In This Review
Nationalism: A Short History

Nationalism: A Short History

By Liah Greenfeld

Brookings Institution Press, 2019, 158 pp.

Greenfeld, the author of massive historical-sociological studies of the rise of nationalism, capitalism, and modernity, here distills the story of nationalism into a short and captivating historical drama. She traces the origins of “national consciousness” to sixteenth-century England, when the new Tudor monarchy was attempting to rebuild—and legitimate—the political order following the destruction of the aristocracy in the dynastic wars of the previous century. The old self-understanding of England as a social hierarchy was replaced with an image of “the nation,” made up of a single English people.
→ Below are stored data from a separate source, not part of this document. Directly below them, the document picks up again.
PR #193, opened 2025-01-10
Giulio benedini/plot grid molecules

GiulioIlBen:
I created an interface to rdkit Draw.MolsToGridImage called plot_grid_molecules.


tools/plot.py
```diff
@@ -114,6 +128,67 @@ def plot_molecule(molecule, figsize=None, ax=None, keep_axis: bool = False, **kw
...
+    img = Draw.MolsToGridImage(
+        mols=molecules,
+        molsPerRow=molsPerRow,  # Number of molecules per row
+        subImgSize=subImgSize,  # Size of each individual image
+        legends=legends,
+        **kwargs,
+    )
+
+    if save_svg_path is not None:
+        if not isinstance(img, str):
```
dormrod, line 177: N.B. updated this as I wouldn't use `assert` in production code

dormrod:
Just remember to update the changelog also. Your image also did look low quality as per your comment, but all the tests passed using the bigger image I uploaded, so I wonder if that is to do with your config somehow?

GiulioIlBen:
> Just remember to update the changelog also. Your image also did look low quality as per your comment, but all the tests passed using the bigger image I uploaded, so I wonder if that is to do with your config somehow?

I have now updated the changelog. You are probably right, but I do not know what is the cause yet.

dormrod (approved):

PR #194, opened 2025-01-10
subprocess errors comunication with plams

GiulioIlBen:
First example on how to communicate that something with amsprep is not working. I do not know if there are other examples where this occurs, but for now I have added few lines to report that error when using the function Molecule.add_hatoms.

in this case a decorator like requires_optional_package might be useful to have?

### DIFF
--- a/mol/molecule.py
+++ b/mol/molecule.py
@@ -3393,10 +3393,10 @@ class Molecule:
                         stdout=DEVNULL,
                         stderr=PIPE,  # Redirect stderr to a pipe
                     )
-                    stdout, stderr = p.communicate()
-                    stderr_str = stderr.decode("utf-8").strip() if stderr else ""
-                    if stderr_str != "":
-                        print(f"amsprep raised: {stderr} \n run the command ${command} to get more info")
+                    _, stderr = p.communicate()
+                    if stderr:
+                        stderr_str = stderr.decode("utf-8").strip()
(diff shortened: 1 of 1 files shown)


mol/molecule.py
```diff
@@ -3373,12 +3386,17 @@ def add_hatoms(self) -> "Molecule":
...
+                        command,
                         shell=True,
                         stdout=DEVNULL,
+                        stderr=PIPE,  # Redirect stderr to a pipe
                     )
-                    p.communicate()
+                    stdout, stderr = p.communicate()
+                    stderr_str = stderr.decode("utf-8").strip() if stderr else ""
+                    if stderr_str != "":
+                        print(f"amsprep raised: {stderr} \n run the command ${command} to get more info")
```
dormrod:
```suggestion
                    _, stderr = p.communicate()
                    if stderr:
                        stderr_str = stderr.decode("utf-8").strip()
                        log(f"amsprep raised: {stderr_str} \n Run the command ${command} to get more information")
```
would use the plams log method here in place of the `print`

GiulioIlBen: to use the plams log is a good idea! 
And thanks for the correction about the `stderr`.When no error is raised `stderr==b''`. I did not know that `if b''` is equivalent to `if False`

dormrod (approved):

Greenfeld argues that the notions of social equality—secular, democratic, and egalitarian—that dominated this English-led “revolution in consciousness” played out across the rest of the world in the following centuries. The Protestant Reformation, the American and French Revolutions, the rise of commercial capitalism, the coming of modern science, the emergence of modern Chinese and Japanese nationalism—all have their place in Greenfeld’s grand narrative. Greenfeld argues that nationalism’s appeal flows from the dignity that a vibrant national consciousness bestows on a nation’s members. The task for those seeking to preserve the liberal democratic way of life is to reclaim nationalism’s progressive orientation.